▶ TASK TO CARRY OUT
Every line of the data below that holds the string "also" needs to be reported.

▶ PROVIDED MATERIAL
PR #3044, opened 2018-07-31
Adding MvxNavigationViewModel to remove injected NavigationService and LogProvider

nickrandolph:
Feature

LogProvider and NavigationService are injected into MvxViewModel

MvxViewModel no longer has NavigationService or LogProvider
New MvxNavigationViewModel has NavigationService or LogProvider and requires them as part of the constructor (declare dependencies)

Yes - MvxViewModel no longer has NavigationService or LogProvider

Run Playground samples

- [ ] All projects build


nickrandolph:
@Cheesebaron I just realised there was an issue with file naming - this has been fixed if you want to take another look.

MvvmCross/ViewModels/MvxNavigationViewModel.cs
```diff
@@ -0,0 +1,65 @@
...
+        private IMvxLogProvider _logProvider;
+        private IMvxLog _log;
+
+        protected MvxNavigationViewModel(IMvxLogProvider logProvider, IMvxNavigationService navigationService) : base()
+        {
+            LogProvider = logProvider;
+            NavigationService = navigationService;
+        }
+
+        public virtual IMvxNavigationService NavigationService { get; }
```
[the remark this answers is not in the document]
nickrandolph: done

SamuelDebruyn:
How is this a feature? This is another breaking change for a breaking change introduced in 6.1. You can't do much with a ViewModel without navigation, so why not leave them be?

nickrandolph:
@SamuelDebruyn we can reclassify it as a bug fix if you'd prefer - essentially the change we made previously was done for convenience for developers, so they didn't need to add NavigationService and LogProvider to every view model. However, by adding them as properties, they become hidden dependencies and this broke the unit tests too. 
There was a thread on Slack discussing this and a few ideas were proposed. Introducing a second VM with these properties but having them set via the constructor as a bit of a middle ground.
There are some scenarios where VMs are used that don't require navigation, which is why we didn't change the constructor (and properties) on MvxViewModel

programmation:
@SamuelDebruyn I have always split my ViewModels into "navigating" (e.g. modelling a whole page) and "non-navigating" (e.g. modelling list items or subviews in a page). Non-navigating ViewModels still need to be ViewModels in that they require `INotifyPropertyChanged` and have `ICommands`,  but they will often inform their container about actions/commands being invoked rather than respond to the command directly themselves.

@nickrandolph Is there any way Mvx could provide the `INotifyPropertyChanged` and so on as "mix-in" rather than requiring my classes to inherit the Mvx base classes? When you add in the generic support there are actually 3 Mvx base classes that have essentially the same code and the same properties but which have to be inherited individually: `MvxViewModel`, `MvxViewModel<T>` and `MvxViewModel<T, R>`. Now we might need "navigating" and "non-navigating" versions as well, so 6 all up? It's not the end of the world, but I was wondering if there's a better way - or are we at a language/paradigm limitation?

programmation:
@nickrandolph I had a hare-brained idea that it might be possible to use interfaces and extension methods to enable users to get Mvx functionality without having to inherit from Mvx base classes.

To illustrate, I made a short example here: https://gist.github.com/programmation/acd140048f7a3641d5609005868173b2.

I don't want to hijack this thread (any further) - perhaps we could continue on Slack?

martijn00:
I would love to use default interfaces for this. One problem is that this is first coming on C#8 which is not released yet.

MvvmCross/ViewModels/MvxNavigationViewModel.cs
```diff
@@ -0,0 +1,65 @@
...
+// The .NET Foundation licenses this file to you under the MS-PL license.
+// See the LICENSE file in the project root for more information.
+
+using System.Threading.Tasks;
+using MvvmCross.Logging;
+using MvvmCross.Navigation;
+
+namespace MvvmCross.ViewModels
+{
+    public abstract class MvxNavigationViewModel
```
martijn00: Shouldn't we name it differently? `MvxNavigationViewModel` sounds like it is only for Navigation. What about `MvxBaseViewModel` or something?

MvvmCross/ViewModels/MvxNavigationViewModel.cs
```diff
@@ -0,0 +1,65 @@
...
+        : MvxViewModel
+    {
+        private IMvxLogProvider _logProvider;
```
martijn00: I think we should also provide IoC in here.

MvvmCross/ViewModels/MvxNavigationViewModel.cs
```diff
@@ -0,0 +1,65 @@
...
+        private IMvxLog _log;
+
+        protected MvxNavigationViewModel(IMvxLogProvider logProvider, IMvxNavigationService navigationService) : base()
```
martijn00: Should be public?

MvvmCross/ViewModels/MvxNavigationViewModel.cs
nmilcoff: `IoCProvider`? Mhmm I think we want to encourage users to use dependency injection in most cases 🤔

MvvmCross/ViewModels/MvxNavigationViewModel.cs
nickrandolph: MvxBaseViewModel sounds like it should be the base class of MvxViewModel, not the other way around. I think there are typically two types of viewmodels that developers create - those that are used as part of navigation (ie would inherit from MvxNavigationViewModel) and those that are used to populate lists (or other non-navigation related scenarios, and would inherit from MvxViewModel). This is the reason I set the name as MvxNavigationViewModel 

Having said that, happy to consider other names. The other alternative is that we switch the names - this would be MvxViewModel, and the class that is currently MvxViewModel would become MvxBaseViewModel. This would also limit the breaking changes - developers would still need to add the parameters to their constructor but they wouldn't need to change their base class.

programmation:
A bit late in the day but I wonder if calling the ViewModel that does navigation `MvxNavigatingViewModel` might help?

MvvmCross/ViewModels/MvxNavigationViewModel.cs
martijn00: How would you be able to create a new instance in a unit test?

Cheesebaron: You can mock it

nickrandolph: Done - I've added a basic unit test to validate that protected properties are indeed set during construction.

MvvmCross/ViewModels/MvxNavigationViewModel.cs
martijn00: Alright, but let's make `IMvxNavigationService` the first ctor parameter then, so that it is easier to refactor later if we ever decide to remove `IMvxLogProvider` from it.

▶ FINISHED EXERCISE
martijn00: I think we should also provide IoC in here.
Having said that, happy to consider other names. The other alternative is that we switch the names - this would be MvxViewModel, and the class that is currently MvxViewModel would become MvxBaseViewModel. This would also limit the breaking changes - developers would still need to add the parameters to their constructor but they wouldn't need to change their base class.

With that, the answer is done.